Singapore: Oil tanker owners face spiralling insurance costs to load cargoes from the world’s largest crude-export region after the latest round of attacks on vessels.
War risk premiums that owners pay each time they go to the Gulf have now surged to at least $185,000 for supertankers, according to people with knowledge of the market. They rose to $50,000 after the attacks a month ago, report agencies.Both owners and the companies that charter their ships paused bookings in the immediate aftermath of attacks on Thursday as they re-evaluated risks to shipping barrels from the Middle East in the wake of attacks on two more tankers just a month after similar incidents. Insurance costs from the Arabian Gulf are soaring.
The US pointed the finger at Iran for the attacks just outside the Strait of Hormuz, a vital corridor for crude oil exports. The Arabian Gulf country immediately denied being responsible. Regardless, six tankers, hauling a variety of petroleum cargoes, have now been targeted in the space of just 32 days — the kind of threat to merchant shipping that hasn’t been seen in the region for decades.
“We need to remember that some 30 per cent of the world’s crude oil passes through the Straits,” said Paolo D’Amico, chairman of Intertanko, the biggest trade group for tanker owners. “If the waters are becoming unsafe, the supply to the entire Western world could be at risk.”
The Joint War Committee, a group that advises insurers, designated the entire Arabian Gulf and waters just outside it a so-called Listed Area after the incidents a month ago.
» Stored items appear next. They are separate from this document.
PR #1672, opened 2026-05-11
Reject URLs with text after closing bracket in IP-literal host

rodrigobnogueira:
## What do these changes do?

Fixes a parsing issue where URLs containing text after the closing `]` of a bracketed IP-literal host were silently accepted and normalized, with the trailing text being discarded.

### The bug

```python
>>> from yarl import URL
>>> url = URL("http://[::1]allowed.example:1/")
>>> str(url)
'http://[::1]:1/'
>>> url.host
'::1'
```

The `allowed.example` suffix after `]` is silently dropped, and the URL is normalized to `http://[::1]:1/`. Python's `urllib.parse.urlsplit()` correctly rejects this input with `ValueError: Invalid IPv6 URL`.

### Root cause

In `_parse.py`, `split_url()` validates the **content** between brackets (IPv6 or IPvFuture) but does not check what comes **after** the closing `]`. Meanwhile, `split_netloc()` (line 128–131) partitions at `]` and then at `:`, silently discarding any text between them:

```python
# split_netloc
_, _, bracketed = hostinfo.partition("[")
hostname, _, port_str = bracketed.partition("]")
# port_str is now "allowed.example:1" — the partition at ":" below
# drops "allowed.example" into the throwaway _ variable
_, _, port_str = port_str.partition(":")
```

Per [RFC 3986 §3.2.2](https://www.rfc-editor.org/rfc/rfc3986#section-3.2.2), after the closing `]` of an IP-literal only `:` followed by a port number or end-of-authority is valid.

### The fix

1. **Primary gate in `split_url()`**: After extracting the bracketed host content, validate that `after_bracket` is either empty or starts with `:`. If not, raise `ValueError("Invalid IPv6 URL")`.

2. **Defense-in-depth in `split_netloc()`**: Added a guard so that direct callers of `split_netloc()` are also protected — if the text after `]` does not start with `:`, a `ValueError` is raised.

### Relation to #1654 and #1661

This is the complement to #1654 (which rejects text **before** `[`) and distinct from #1661 (which handles multiple bracket characters). The payload here uses exactly one `[` and one `]` with `[` correctly at the start of the host, but contains non-port text after `]`.


rodrigobnogueira:
The `pyupgrade` pre-commit failure on Python 3.14 is a known upstream incompatibility (`tokenize.cookie_re` changed to a bytes pattern). This is already addressed in #1661 with a pyupgrade version bump.

bdraco:
@aiolibsbot review

bdraco (approved):
Thanks @rodrigobnogueira

PR #298, opened 2021-04-19
Mandatorily include a README.md file when packing bundles.

facundobatista:


sergiusens (commented):
should there not be a failing pack test when README.md is missing?

sergiusens (approved):

cmatsuoka (approved):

The classification gives underwriters room to charge more. As of Thursday, owners were reluctant to send vessels to the region while there was also a dearth of cargoes, according to traders and shipbrokers involved in that market, who spoke on condition of anonymity.
DNK, the mutual insurer that covered one of the ships damaged Thursday, will increase its rates for war insurance, according to a person familiar with the matter.